ブーメラン(続)

昨日に続き、ブーメラン話。開業して実際に活動して思うのは、いまさらながら「中小企業診断士」という人がいったい何をしてくれる人なのか、肝心の中小企業・小規模事業経営者の間であまり認知されていないということ。その点、税理士ははっきりしている。売上データや経費の領収書、銀行通帳持ち込んで試算表、決算、税務申告をやってくれる人。独占業務であるし、税金は納めねばならないものだから、会社経営には税理士は必須だ。月額報酬というビジネスモデルも税理士だから成り立っているし受け入れられている。しかし診断士は違う。そもそも名前が悪い。診断はあくまで手段である。目的は経営改善という成果だ。人に例えるなら健康が目的、そのための体質改善を助言指導するイメージ。しかしこれはなかなかおカネを取りにくい。そもそもその助言が有効かどうかわからないし、その人がその通り実践できるかどうかも怪しい。
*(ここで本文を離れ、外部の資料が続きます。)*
Issue #1164, opened 2016-04-27
SQL repo referenceSets search returns number for boolean field


macieksmuga:
From my quick and dirty testing of the `sql_repo` branch:
```
curl -XPOST -H"Content-Type:application/json" -d'{}' localhost:8000/referencesets/search 

{"nextPageToken": null,"referenceSets": [{"name": "hg37", "sourceURI": null, "assemblyId": null, "sourceAccessions": [], "ncbiTaxonId": null, "isDerived": 0, "id": "WyJoZzM3Il0", "md5checksum": "12827085103f42e97428dc05a7f26fec", "description": ""}]}                                                                                                                   
```
Per schemas, `isDerived` should be either `true` or `false`.

jeromekelleher:
Good catch @macieksmuga --- this is also a bug in our unit tests. Does this get past the Avro validate function? I think we need a test case that loads up our test data repo,  pulls out all the objects and checks if they are valid instances of the schema. Should be quick enough to do.

jeromekelleher:
Partial fix for this in #1165 to try and push the sql repo merge ahead. This issue shouldn't be closed until we have test coverage of the issue though.

dcolligan:
@jeromekelleher can we close this now?

david4096:
Yep, thanks!
```
http post 1kgenomes.ga4gh.org/referencesets/search pageToken=0
HTTP/1.1 200 OK
Connection: Keep-Alive
Content-Encoding: gzip
Content-Length: 294
Content-Type: application/json
Date: Wed, 13 Jul 2016 16:42:39 GMT
Keep-Alive: timeout=5, max=100
Server: Apache/2.4.7 (Ubuntu)
Vary: Accept-Encoding

{
    "nextPageToken": "",
    "referenceSets": [
        {
            "assemblyId": "",
            "description": "NCBI37 assembly of the human genome",
            "id": "WyJOQ0JJMzciXQ",
            "isDerived": false,   <------------
            "md5checksum": "54e0bb53844059bb7152618fc927cfa9",
            "name": "NCBI37",
            "ncbiTaxonId": 9606,
            "sourceAccessions": [],
            "sourceUri": "ftp://ftp.1000genomes.ebi.ac.uk/vol1/ftp/technical/reference/phase2_reference_assembly_sequence/hs37d5.fa.gz"
        }
    ]
}
```

Issue #1213, opened 2016-05-05
New end-to-end test required


jeromekelleher:
Recent issues have shown some weaknesses in our test coverage (see e.g. #1209, #1164), where we're only discovering some issues when the compliance suite is run against the server. The root cause of this is that we're not really exercising our production data interfacing layer (i.e., where we interact with BAM, VCF and FASTA) in our end-to-end tests.

I think we could resolve this by adding a new end-to-end test, that uses the test data repository and runs a bunch of queries on it. Rough outline:

- Create a SqlDataRepository based on ``tests/data/repo.db``, and a ``LocalClient`` that uses this repo.
- Run a bunch of queries, exercising as much of the query interface as possible on all the objects. It's fine for these queries to be exhaustive, we don't have that much data in the test repo. This should also verify with page sizes, ensuring we always get back the same result set for different page sizes.

This should probably be done in a series of PRs, as there might be quite a lot to do in one go. References seem like a good place to start. We will probably find that our test data is inadequate to test all the query interfaces, so we should update the test data as necessary.

kozbo:
@jeromekelleher It seems like the ideal way to do actual end to end tests is to use the repo manager to put data into the repository and then queries to pull data back out again. Is this what you are suggesting here or is the repo.db a pre-ingested database?

jeromekelleher:
This is true @kozbo, and we should also do what you're talking about I think. However, what I had in mind here was just using the pre created repo.db that is checked into Git. For this test I think we need to concentrate on stressing the query interface, so we get into all the little cracks in the data interfacing code.

But yeah, another end-to-end test where we bung a bunch of stuff that we know about into the repo using repo manager, and then do queries on the server via a local client to make sure that the stuff we expect to find is something we want.

dcolligan:
Fixed in #1219

PR #1219, opened 2016-05-06
New end-to-end-ish test for references

dcolligan:
Issue #1213 

@jeromekelleher not at all sure if this is what you were getting at

### DIFF
--- a/tests/unit/test_data_interface.py
+++ b/tests/unit/test_data_interface.py
@@ -1,0 +1,269 @@
+"""
+Tests the data interfacing layer for various objects
+"""
+from __future__ import division
+from __future__ import print_function
+from __future__ import unicode_literals
+
+import unittest
+
+import ga4gh.client as client
+import ga4gh.datarepo as datarepo
+import ga4gh.backend as backend
+import tests.paths as paths
+import tests.utils as utils
+
+
+class TestInterfacingLayer(unittest.TestCase):
+    """
+    Test fetching objects via the db and via the client return
+    identical results
+    """
+    def _assertEqual(self, dbObj, pbObj):
+        dbToPb = dbObj.toProtocolElement()
+        self.assertEqual(dbToPb, pbObj)
+
+    def _getPageSizes(self, num):
+        if num <= 0:
+            return []
+        return [None, 1, 2, 3, num - 1, num, num + 1]
+
+    def _testGetMethod(self, repoIteratorMethod, clientGetMethod):
+        repoObjs = repoIteratorMethod()
+        for repoObj in repoObjs:
+            id_ = repoObj.getId()
+            clientObj = clientGetMethod(id_)
+            self._assertEqual(repoObj, clientObj)
+
+    def _testSearchMethod(self, repoIteratorMethod, clientSearchMethod):
+        repoObjs = list(repoIteratorMethod())
+        numRepoObjs = len(repoObjs)
+        pageSizes = self._getPageSizes(numRepoObjs)
+        for pageSize in pageSizes:
+            self._client.setPageSize(pageSize)
+            clientObjs = list(clientSearchMethod())
+            for repoObj, clientObj in utils.zipLists(repoObjs, clientObjs):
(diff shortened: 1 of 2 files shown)


jeromekelleher:
This looks like a great start @dcolligan. I think we can build this out by splitting it up a bit, and adding tests for the ``search`` code paths. What we have here is a combined test for GET reference sets and GET references. We should split this into to separate methods, testGetReferenceSets, testGetReferences.

We can then add another method, testSearchReferenceSets. We can do something easy then like check that each returned object is valid, and then also check that we get back the same list of objects for a few different page sizes (say, 1, 2, 3, n - 1, n, n +1), where n is the number of reference sets.

david4096:
This will also close https://github.com/ga4gh/server/issues/1164, correct?

jeromekelleher:
Yes, this should also close #1164; thanks for keeping an eye on these @david4096!

dcolligan:
@jeromekelleher updated

tests/unit/test_data_interface.py
```diff
@@ -0,0 +1,70 @@
...
+        self._repo.open(datarepo.MODE_READ)
+        self._backend = backend.Backend(self._repo)
+        self._client = client.LocalClient(self._backend)
+
+    def testGetReferenceSets(self):
+        repoReferenceSets = self._repo.getReferenceSets()
+        for repoReferenceSet in repoReferenceSets:
+            referenceSetId = repoReferenceSet.getId()
+            referenceSet = self._client.getReferenceSet(referenceSetId)
+            self._assertValid(referenceSet, protocol.ReferenceSet)
```
jeromekelleher: There's no real point in asserting validity of the JSON any more as protobuf does this. Anyway, this is a bit weak: we should be testing for deep equality here. Is this _exactly_ the same reference set?

Same comment applies to the other tests.

dcolligan: Trying to determine the best way to do a deep compare... did we get rid of the capability to serialize a datamodel object to json?  Is there a convenient way to transform a datamodel object into the corresponding pb object?

jeromekelleher: ``toProtocolElement()``?

dcolligan: Also a deep compare would seem to require snake caseing all the attributes... otherwise how to compare a ncbi_taxon_id to a ncbiTaxonId?  Are we ready to do that?  Should we do that?

dcolligan: Ah, thanks.  I'm still getting the cobwebs out...

dcolligan:
@jeromekelleher updated... I've stubbed out the remaining client method tests... let me know if this looks good and I'll fill the rest of them out

jeromekelleher:
Perfect.

dcolligan:
@jeromekelleher updated

tests/unit/test_data_interface.py
```diff
@@ -0,0 +1,277 @@
...
+            self._client.getVariantAnnotationSet)
+
+    def testGetFeatureSet(self):
+        self._testGetMethod(
+            self._repo.allFeatureSets, self._client.getFeatureSet)
+
+    def testGetFeature(self):
+        repoFeatures = self._repo.allFeatures()
+        for repoFeature in repoFeatures:
+            repoFeature = repoFeature[0]
```
jeromekelleher: This looks odd --- why do we need to do this?

jeromekelleher:
Awesome, great work. I agree on shelving the Feature search problem for now. Let's merge this much and make an issue for whatever is happening there.

+1

tests/unit/test_data_interface.py
dcolligan: the features iterator in `sequenceAnnotations.py:Gff3DbFeatureSet.getFeatures` returns a (feature, nextPageToken) tuple ... it has the nextPageToken logic at the wrong layer of abstraction ... this is probably the same problem in the other test as well

dcolligan:
Created issue #1288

もっというと、人は「自分は健康でない」という前提をすんなり受け入れたくないのと同様、中小・小規模経営者なら誰しも自社が「改善が必要な経営体質」だということをそもそも認めたくない。こっそりダイエットに効く食品を買うかもしれないが、助言指導を身銭切ってお願いするなんて普通はない。だから、というべきか、いつしか状況が悪化し資金がきつくなって銀行あたりに駆け込んで、そこでようやく診断士にお鉢が回るというパターンが多いのだろうと思う。遅い。受け身の悪循環だ。やりたいのは/やるべきなのは、日ごろからの未病/予防の類。そこをどう切り開いていけるのか。2年前に診断士の資格をとるため、認定養成課程を始めたときはここまでわかっていなかった。そもそも資格をとることが目的でありゴールだったので、そんなことは考える必要もなかった。しかしいったんなってしまうと「診断士」という名前だけでは必ずしも商売につながらないということもよくわかった。この仕事をビジネスとして捉えるなら、当たり前だが、ターゲットはどんな人で、その人の課題・問題の解決につながるサービスをどのように定義して、人にはマネできない独自性や差別化をどのように備えて、いかに持続的に関係を維持するか。まぁ、いいい意味で、これからは資格に安住せず依存せず、振出しに戻って考えようと思うきょうこの頃であります。